ROS-responsive drug delivery systems: Harnessing redox biology for targeted therapies.

Reactive oxygen species play an integral role in physiological signaling but contribute to pathology when dysregulated. Elevated ROS levels in diseased tissues such as tumors, inflamed sites, and ischemic regions present unique biochemical triggers for targeted drug delivery. Furthermore, strategies utilizing exogenously generated ROS (e.g., via photodynamic action) provide an alternative route for spatiotemporal control. This review summarizes recent advances in ROS-responsive systems, beginning with the chemistry of ROS-cleavable linkers and the design of nanocarrier platforms capable of spatiotemporally controlled release. The integration of these carriers with theranostic functions is highlighted as a strategy to enhance selectivity and reduce systemic toxicity. Applications across oncology, inflammatory disorders, ischemia-reperfusion injury, and regenerative medicine illustrate the breadth of therapeutic potential. Key design considerations including sensitivity thresholds, payload compatibility, and surface functionalization are discussed alongside translational challenges such as stability, reproducibility, and scalability.
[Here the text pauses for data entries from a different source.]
PR #1164, opened 2020-09-09
Add EXPORT to bytecode handler to fix TPCH runner compiled mode.

lmwnshn:
Add missing EXPORT to bytecode handler.
Fixes TPCH Q4, Q16, Q19 in compiled mode - it was segfaulting because nothing got compiled, and that was because symbols were missing.

Also, don't forget to build the `tpl` target so that `bytecode_handlers_ir.bc` is generated. You may need to regenerate that file every time you switch branches that mess with bytecodes.

Let me know if this works for you? @malin1993ml Thanks!


malin1993ml (approved):
It works! This is super helpful. Thanks!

Emerging opportunities, notably patient-specific redox profiling and biosensor-guided adaptive delivery are identified as promising routes to clinical translation. By bridging redox biology with materials science and nanomedicine, ROS-triggered drug delivery platforms demonstrate the capacity to exploit endogenous oxidative cues for improved therapeutic precision and safety, positioning them as a transformative approach in the development of next-generation controlled release systems.